What needs to be done -> Retype the data in its entirety, with no word changed.

Extracted records ->
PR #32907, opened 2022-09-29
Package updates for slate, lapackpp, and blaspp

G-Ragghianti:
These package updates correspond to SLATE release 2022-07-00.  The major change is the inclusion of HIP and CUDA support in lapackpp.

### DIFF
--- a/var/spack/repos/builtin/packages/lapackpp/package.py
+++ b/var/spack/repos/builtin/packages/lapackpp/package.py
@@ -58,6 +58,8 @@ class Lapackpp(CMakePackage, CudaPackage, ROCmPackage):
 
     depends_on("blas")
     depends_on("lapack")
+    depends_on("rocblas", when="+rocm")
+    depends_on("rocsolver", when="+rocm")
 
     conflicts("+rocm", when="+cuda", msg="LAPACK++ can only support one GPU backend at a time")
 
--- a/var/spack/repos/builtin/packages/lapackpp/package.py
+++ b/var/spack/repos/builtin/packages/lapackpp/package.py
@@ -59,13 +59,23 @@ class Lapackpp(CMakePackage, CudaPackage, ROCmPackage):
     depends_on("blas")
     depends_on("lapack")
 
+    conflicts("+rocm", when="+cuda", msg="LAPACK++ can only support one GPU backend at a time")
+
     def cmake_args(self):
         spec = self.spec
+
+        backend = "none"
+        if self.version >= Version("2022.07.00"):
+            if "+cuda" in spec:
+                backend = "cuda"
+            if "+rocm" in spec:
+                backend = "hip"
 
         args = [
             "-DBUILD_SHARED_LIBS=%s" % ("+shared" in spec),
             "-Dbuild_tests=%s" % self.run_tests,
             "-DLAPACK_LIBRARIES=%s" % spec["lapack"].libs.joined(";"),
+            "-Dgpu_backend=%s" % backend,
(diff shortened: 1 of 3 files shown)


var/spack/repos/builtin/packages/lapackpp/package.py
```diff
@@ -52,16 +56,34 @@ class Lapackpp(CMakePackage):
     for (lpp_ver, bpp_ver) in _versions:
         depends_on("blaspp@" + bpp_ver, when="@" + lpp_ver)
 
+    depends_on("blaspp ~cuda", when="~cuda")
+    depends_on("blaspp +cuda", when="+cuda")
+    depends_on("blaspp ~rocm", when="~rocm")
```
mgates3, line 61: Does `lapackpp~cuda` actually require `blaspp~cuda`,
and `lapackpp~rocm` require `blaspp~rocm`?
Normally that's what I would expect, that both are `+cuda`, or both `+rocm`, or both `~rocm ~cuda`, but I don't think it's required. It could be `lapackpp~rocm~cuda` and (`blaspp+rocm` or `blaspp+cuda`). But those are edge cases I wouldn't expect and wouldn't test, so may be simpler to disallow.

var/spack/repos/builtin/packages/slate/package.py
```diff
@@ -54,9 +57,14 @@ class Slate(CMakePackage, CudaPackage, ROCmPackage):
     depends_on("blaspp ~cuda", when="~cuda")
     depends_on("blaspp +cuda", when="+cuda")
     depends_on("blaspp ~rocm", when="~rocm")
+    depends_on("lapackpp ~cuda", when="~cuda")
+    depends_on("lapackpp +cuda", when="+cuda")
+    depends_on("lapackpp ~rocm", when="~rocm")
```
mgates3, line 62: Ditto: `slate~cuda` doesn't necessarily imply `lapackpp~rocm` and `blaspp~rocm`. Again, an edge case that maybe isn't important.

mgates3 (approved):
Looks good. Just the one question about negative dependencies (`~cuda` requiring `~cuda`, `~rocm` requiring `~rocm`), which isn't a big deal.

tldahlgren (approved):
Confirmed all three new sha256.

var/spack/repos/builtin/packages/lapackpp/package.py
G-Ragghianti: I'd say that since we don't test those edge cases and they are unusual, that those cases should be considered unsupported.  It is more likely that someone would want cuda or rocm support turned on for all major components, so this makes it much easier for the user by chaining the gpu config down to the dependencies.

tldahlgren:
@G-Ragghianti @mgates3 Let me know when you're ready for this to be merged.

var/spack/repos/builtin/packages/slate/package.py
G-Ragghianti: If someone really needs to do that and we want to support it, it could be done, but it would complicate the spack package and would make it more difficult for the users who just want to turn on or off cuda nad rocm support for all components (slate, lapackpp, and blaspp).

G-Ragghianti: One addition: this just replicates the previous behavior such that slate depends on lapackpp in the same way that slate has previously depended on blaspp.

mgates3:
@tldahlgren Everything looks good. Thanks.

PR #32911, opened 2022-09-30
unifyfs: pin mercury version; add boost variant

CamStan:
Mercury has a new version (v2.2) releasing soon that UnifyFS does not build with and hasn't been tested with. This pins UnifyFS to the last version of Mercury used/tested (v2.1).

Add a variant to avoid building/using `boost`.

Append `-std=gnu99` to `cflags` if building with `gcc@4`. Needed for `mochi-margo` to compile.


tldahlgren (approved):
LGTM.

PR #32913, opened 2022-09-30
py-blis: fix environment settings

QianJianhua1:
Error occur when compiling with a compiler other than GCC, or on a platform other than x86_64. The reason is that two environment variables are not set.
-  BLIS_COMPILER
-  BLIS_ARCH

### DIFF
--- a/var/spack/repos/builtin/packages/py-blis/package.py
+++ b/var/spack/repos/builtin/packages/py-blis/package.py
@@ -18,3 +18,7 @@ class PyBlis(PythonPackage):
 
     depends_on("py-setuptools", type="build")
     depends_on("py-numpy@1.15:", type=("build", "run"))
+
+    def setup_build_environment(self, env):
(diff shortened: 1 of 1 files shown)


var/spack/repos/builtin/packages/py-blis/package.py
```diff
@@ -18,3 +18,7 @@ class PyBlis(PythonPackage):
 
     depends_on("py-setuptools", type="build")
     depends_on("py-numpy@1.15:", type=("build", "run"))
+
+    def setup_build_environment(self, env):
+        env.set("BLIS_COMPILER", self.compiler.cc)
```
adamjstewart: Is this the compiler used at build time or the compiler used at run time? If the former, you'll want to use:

Task answer ->
PR #32907, opened 2022-09-29
Package updates for slate, lapackpp, and blaspp

G-Ragghianti:
These package updates correspond to SLATE release 2022-07-00.  The major change is the inclusion of HIP and CUDA support in lapackpp.

### DIFF
--- a/var/spack/repos/builtin/packages/lapackpp/package.py
+++ b/var/spack/repos/builtin/packages/lapackpp/package.py
@@ -58,6 +58,8 @@ class Lapackpp(CMakePackage, CudaPackage, ROCmPackage):
 
     depends_on("blas")
     depends_on("lapack")
+    depends_on("rocblas", when="+rocm")
+    depends_on("rocsolver", when="+rocm")
 
     conflicts("+rocm", when="+cuda", msg="LAPACK++ can only support one GPU backend at a time")
 
--- a/var/spack/repos/builtin/packages/lapackpp/package.py
+++ b/var/spack/repos/builtin/packages/lapackpp/package.py
@@ -59,13 +59,23 @@ class Lapackpp(CMakePackage, CudaPackage, ROCmPackage):
     depends_on("blas")
     depends_on("lapack")
 
+    conflicts("+rocm", when="+cuda", msg="LAPACK++ can only support one GPU backend at a time")
+
     def cmake_args(self):
         spec = self.spec
+
+        backend = "none"
+        if self.version >= Version("2022.07.00"):
+            if "+cuda" in spec:
+                backend = "cuda"
+            if "+rocm" in spec:
+                backend = "hip"
 
         args = [
             "-DBUILD_SHARED_LIBS=%s" % ("+shared" in spec),
             "-Dbuild_tests=%s" % self.run_tests,
             "-DLAPACK_LIBRARIES=%s" % spec["lapack"].libs.joined(";"),
+            "-Dgpu_backend=%s" % backend,
(diff shortened: 1 of 3 files shown)


var/spack/repos/builtin/packages/lapackpp/package.py
```diff
@@ -52,16 +56,34 @@ class Lapackpp(CMakePackage):
     for (lpp_ver, bpp_ver) in _versions:
         depends_on("blaspp@" + bpp_ver, when="@" + lpp_ver)
 
+    depends_on("blaspp ~cuda", when="~cuda")
+    depends_on("blaspp +cuda", when="+cuda")
+    depends_on("blaspp ~rocm", when="~rocm")
```
mgates3, line 61: Does `lapackpp~cuda` actually require `blaspp~cuda`,
and `lapackpp~rocm` require `blaspp~rocm`?
Normally that's what I would expect, that both are `+cuda`, or both `+rocm`, or both `~rocm ~cuda`, but I don't think it's required. It could be `lapackpp~rocm~cuda` and (`blaspp+rocm` or `blaspp+cuda`). But those are edge cases I wouldn't expect and wouldn't test, so may be simpler to disallow.

var/spack/repos/builtin/packages/slate/package.py
```diff
@@ -54,9 +57,14 @@ class Slate(CMakePackage, CudaPackage, ROCmPackage):
     depends_on("blaspp ~cuda", when="~cuda")
     depends_on("blaspp +cuda", when="+cuda")
     depends_on("blaspp ~rocm", when="~rocm")
+    depends_on("lapackpp ~cuda", when="~cuda")
+    depends_on("lapackpp +cuda", when="+cuda")
+    depends_on("lapackpp ~rocm", when="~rocm")
```
mgates3, line 62: Ditto: `slate~cuda` doesn't necessarily imply `lapackpp~rocm` and `blaspp~rocm`. Again, an edge case that maybe isn't important.

mgates3 (approved):
Looks good. Just the one question about negative dependencies (`~cuda` requiring `~cuda`, `~rocm` requiring `~rocm`), which isn't a big deal.

tldahlgren (approved):
Confirmed all three new sha256.

var/spack/repos/builtin/packages/lapackpp/package.py
G-Ragghianti: I'd say that since we don't test those edge cases and they are unusual, that those cases should be considered unsupported.  It is more likely that someone would want cuda or rocm support turned on for all major components, so this makes it much easier for the user by chaining the gpu config down to the dependencies.

tldahlgren:
@G-Ragghianti @mgates3 Let me know when you're ready for this to be merged.

var/spack/repos/builtin/packages/slate/package.py
G-Ragghianti: If someone really needs to do that and we want to support it, it could be done, but it would complicate the spack package and would make it more difficult for the users who just want to turn on or off cuda nad rocm support for all components (slate, lapackpp, and blaspp).

G-Ragghianti: One addition: this just replicates the previous behavior such that slate depends on lapackpp in the same way that slate has previously depended on blaspp.

mgates3:
@tldahlgren Everything looks good. Thanks.

PR #32911, opened 2022-09-30
unifyfs: pin mercury version; add boost variant

CamStan:
Mercury has a new version (v2.2) releasing soon that UnifyFS does not build with and hasn't been tested with. This pins UnifyFS to the last version of Mercury used/tested (v2.1).

Add a variant to avoid building/using `boost`.

Append `-std=gnu99` to `cflags` if building with `gcc@4`. Needed for `mochi-margo` to compile.


tldahlgren (approved):
LGTM.

PR #32913, opened 2022-09-30
py-blis: fix environment settings

QianJianhua1:
Error occur when compiling with a compiler other than GCC, or on a platform other than x86_64. The reason is that two environment variables are not set.
-  BLIS_COMPILER
-  BLIS_ARCH

### DIFF
--- a/var/spack/repos/builtin/packages/py-blis/package.py
+++ b/var/spack/repos/builtin/packages/py-blis/package.py
@@ -18,3 +18,7 @@ class PyBlis(PythonPackage):
 
     depends_on("py-setuptools", type="build")
     depends_on("py-numpy@1.15:", type=("build", "run"))
+
+    def setup_build_environment(self, env):
(diff shortened: 1 of 1 files shown)


var/spack/repos/builtin/packages/py-blis/package.py
```diff
@@ -18,3 +18,7 @@ class PyBlis(PythonPackage):
 
     depends_on("py-setuptools", type="build")
     depends_on("py-numpy@1.15:", type=("build", "run"))
+
+    def setup_build_environment(self, env):
+        env.set("BLIS_COMPILER", self.compiler.cc)
```
adamjstewart: Is this the compiler used at build time or the compiler used at run time? If the former, you'll want to use:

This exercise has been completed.